We tend to come up with new, slick names for stuff all the time now, given our buzzword laced world. The phrase “Polar Vortex” got a lot of play lately when a chunk of really cold air that should’ve behaved better and hovered nicely over the North Pole pushed south in unruly fashion over Canada and the US. I’ve encountered the polar vortex before on assignment, but wasn’t smart enough to call it by its proper name. I think I just used the term, “f*%#ing cold.”
I mean, that descriptor wouldn’t cut it on the nightly news of course.

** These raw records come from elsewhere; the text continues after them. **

PR #127, opened 2016-07-25
Request

eikenb:
Related ticket: #95 

This PR contains a request based API for extending the SFTP server with arbitrary backends. It was inspired by a mix of the net/http package and the linux inotify system. No existing code is touched, this only adds new code. This required a bit of duplication in places, but I wanted to leave the existing code as is. I specifically tried to make the Handlers code not into a general filesystem abstraction. It is very specific to the SFTP protocol and tries to be lightweight (with 4, 1 method interfaces).

It is mostly done including at least some documentation, examples, and tests. The files are all named starting with "request" as well as ./examples/request-server/main.go. The public method to create the new server is in request-server.go as are the worker threads, so it is a good place to start working through the code. The request-readme.md contains the initial docs which hopefully introduces how it is supposed to work.

If there are any changes you'd like to see or questions you have please let me know. Thanks.

### DIFF
--- a/examples/request-server/main.go
+++ b/examples/request-server/main.go
@@ -28,7 +28,9 @@ func main() {
 	flag.Parse()
 
 	debugStream := ioutil.Discard
-	if debugStderr { debugStream = os.Stderr }
+	if debugStderr {
+		debugStream = os.Stderr
+	}
 
 	// An SSH server is represented by a ServerConfig, which holds
 	// certificate details and handles authentication of ServerConns.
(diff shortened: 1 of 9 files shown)


eikenb:
I've fixed all the linter changes except a few of the underscore ones that I disagree with. If you feel strongly about them I can fix them as well, I just think they are appropriate in some cases to help differentiate between variables and method names.

eikenb:
Now that everything seems OK with this PR I'm going to leave it alone so you can look it over without anything changing. Thanks.

eikenb:
I was adding some additional tests and found a bug in out of order packets when uploading larger files. I'm going to close this pull request until I get that fixed then create a new pull request. Sorry for the spam.

The code will still be available in my repo, in the request branch (github.com/eikenb/sftp/tree/request).

PR #129, opened 2016-08-02
Request based server

eikenb:
Related ticket: #95 

I've fixed the issues I found since PR #127 and added tests to cover them. This is the same code otherwise and below is the same note from it. If 

This PR contains a request based API for extending the SFTP server with arbitrary backends. It was inspired by a mix of the net/http package and the linux inotify system. No existing code is touched, this only adds new code. This required a bit of duplication in places, but I wanted to leave the existing code as is. I specifically tried to make the Handlers code not into a general filesystem abstraction. It is very specific to the SFTP protocol and tries to be lightweight (with 4, 1 method interfaces).

It is mostly done including at least some documentation, examples, and tests. The files are all named starting with "request" as well as ./examples/request-server/main.go. The public method to create the new server is in request-server.go as are the worker threads, so it is a good place to start working through the code. The request-readme.md contains the initial docs which hopefully introduces how it is supposed to work.

If there are any changes you'd like to see or questions you have please let me know. Thanks.

### DIFF
--- a/examples/request-server/main.go
+++ b/examples/request-server/main.go
@@ -28,7 +28,9 @@ func main() {
 	flag.Parse()
 
 	debugStream := ioutil.Discard
-	if debugStderr { debugStream = os.Stderr }
+	if debugStderr {
+		debugStream = os.Stderr
+	}
 
 	// An SSH server is represented by a ServerConfig, which holds
 	// certificate details and handles authentication of ServerConns.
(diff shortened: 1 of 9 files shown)


eikenb:
Got so happy I got the test I wanted working I forgot to re-run the race detector.

eikenb:
This is embarrassing, but I'm going to close another PR. That data race is being a pain to nail down and I hate leaving a unready PR open. I'm sorry for the red-herring. I'm sure this will help me remember to run the data race detector more regularly. I'll hopefully be submitting again soon.

PR #136, opened 2016-09-08
client: satisfy go vet

zenazn:
The specific issue was:
```
client.go:506: unreachable code
```

There's one additional `vet` issue:
```
example_test.go:13: Example should be niladic
```
but I'm not sure how that one ought to be fixed


davecheney:
Thank you

PR #139, opened 2016-09-22
misc test fixes recommended by `go vet`

gofish:
**Before**

```
client_integration_linux_test.go:32: possible formatting directive in Fatal call
client_integration_linux_test.go:36: possible formatting directive in Fatal call
client_integration_linux_test.go:40: possible formatting directive in Fatal call
exit status 1
example_test.go:13: Example should be niladic
exit status 1
```

The `Fatal` vs. `Fatalf` calls are trivial fixes. The Example function change is needed because godoc will ignore parameters to Example functions (see https://godoc.org/github.com/pkg/sftp#ex-package)


eikenb:
Looked good. Thanks.

Issue #146, opened 2016-10-20
Some SFTP appliances return file does not exist for directories during a Remove


crazed:
Similar to #62,  non-compliant servers return unexpected results when you try to call Remove on a directory. Maybe it is best to expose RemoveDirectory, as I bet there's endless servers out there doing all kinds of weird things. The specific server I'm dealing with winds up with error:

"file does not exist"

I did not have time to track down which specific server this is, or what packet that error correlates with, but I do know with the standard openssh client an rmdir works fine, but an rm fails with the same response.

eikenb:
After reading through #62 and #35 I agree that the best solution would probably be to make RemoveDirectory public. Parity with go's os package is nice, but given the non-compliance of some servers out there having a way to work around it when they aren't in compliance would be better than trying to fix each one. At least at this stage in the project.

I'll leave the comment open for a time to allow for others to chime in before moving forward with the change.

eikenb:
I see you already did a PR for this, #147. Thanks.

eikenb:
Merged #147, so this is fixed.

PR #147, opened 2016-10-21
Make remove directory public

crazed:
This addresses #146, after further investigation whatever server I'm dealing with (I think it's a GlobalScape something or other), I do not get an sftp.StatusError back, just a string error stating "file does not exist".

But when you have to listen to the sound of the motor drive to know your camera is firing because you’ve lost all sensation in your fingers and can’t actually tell if you are in fact pushing the shutter button, and icicles on your eyelashes are obscuring your vision, but you realize that’s the least of the problem ’cause your glasses are a sheet of ice and you can’t see anything anyway, and numbness has taken your toes, your ankles, your knees from you and you are praying that sensation doesn’t continue north and hit your testicles, well, something more colorful than “polar vortex” is called for, don’t you think?

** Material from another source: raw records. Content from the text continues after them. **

PR #152, opened 2017-01-11
Fix memory leak and hangs in WriteTo.

### LINKED ISSUE #150: Hanging occurs when opening multi-connection download
I create more than one sftp.NewClient to do the download. One or two seconds later all connections hang up. And no data to be downloaded. 

If there is one connection, all is ok.

The 'WriteTo' or 'Copy' has no response forever:
nSize, err := rFile.WriteTo(wFile)
//nSize, err := io.Copy(wFile, rFile)

theraphim:
Leak is when requests are arriving out of order - they are never cleaned from the map. Hang is when Writer returns an error - because of the way inFlight is used, the function is stuck forever on receiving from channel.

This may fix #150. I don't have tests sadly, to properly test this and other corner cases I'll need to do a larger refactoring. I tested this in production instead.

### DIFF
--- a/client.go
+++ b/client.go
@@ -778,16 +778,21 @@ func (f *File) WriteTo(w io.Writer) (int64, error) {
 
 	var copied int64
 	for firstErr.err == nil || inFlight > 0 {
-		for inFlight < desiredInFlight && firstErr.err == nil {
-			b := make([]byte, f.c.maxPacket)
-			sendReq(b, offset)
-			offset += uint64(f.c.maxPacket)
-			if offset > fileSize {
-				desiredInFlight = 1
+		if firstErr.err == nil {
+			for inFlight+len(pendingWrites) < desiredInFlight {
+				b := make([]byte, f.c.maxPacket)
+				sendReq(b, offset)
+				offset += uint64(f.c.maxPacket)
+				if offset > fileSize {
+					desiredInFlight = 1
+				}
 			}
 		}
 
 		if inFlight == 0 {
+			if firstErr.err == nil && len(pendingWrites) > 0 {
+				return copied, errors.New("internal inconsistency")
+			}
 			break
 		}
 		select {
@@ -816,6 +821,8 @@ func (f *File) WriteTo(w io.Writer) (int64, error) {
 					nbytes, err := w.Write(data)
 					copied += int64(nbytes)
 					if err != nil {
+						// We will never receive another DATA with offset==writeOffset, so
+						// the loop will drain inFlight and then exit.
 						firstErr = offsetErr{offset: req.offset + uint64(nbytes), err: err}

During the PV, there were lots of pictures of a frozen Niagara Falls, and speculation that the thing had turned entirely solid. Not true, according to authorities. There’s always water moving underneath there somewhere. I can attest to this, as I went to Niagara once, during extreme cold, on an assignment for Nat Geo called the power of light. I had this lunatic notion that when they play the night lights on the falls, with all the mist in the air, I could photograph….a rainbow at night!
Now, my editor at NGS is the gullible sort, and I’ve sold him the photographic equivalent of swamp land in Florida numerous times over the years, so he let me go. Which led to me climbing down a series of ice strewn staircases to a vantage point where I actually did see a rainbow. And I produced a photo Nat Geo did not publish.
I’m kidding about Bill, my editor at Nat Geo. He is my dear friend, and very smart, and knows how to handle a looney tune of a photog who is so gobsmacked by the idea of the photo they are in pursuit of that they show up in his office speaking in tongues. While he has in fact kept the faith and said yes to numerous harebrained photo schemes of mine over time, he has also had the good sense to chuckle, roll his eyes and say, “No,” when it is required. And when Bill says no, he says so with great finality. It’s the equivalent of an editorial anchor being dropped on the heaving bosom of my fevered photographic ambitions.
But, considering it was a short hop to upper New York, and perhaps in the hope I might slip on those steps, tumble into the polar vortex and he wouldn’t ever hear from me again, he let me go and find a rainbow.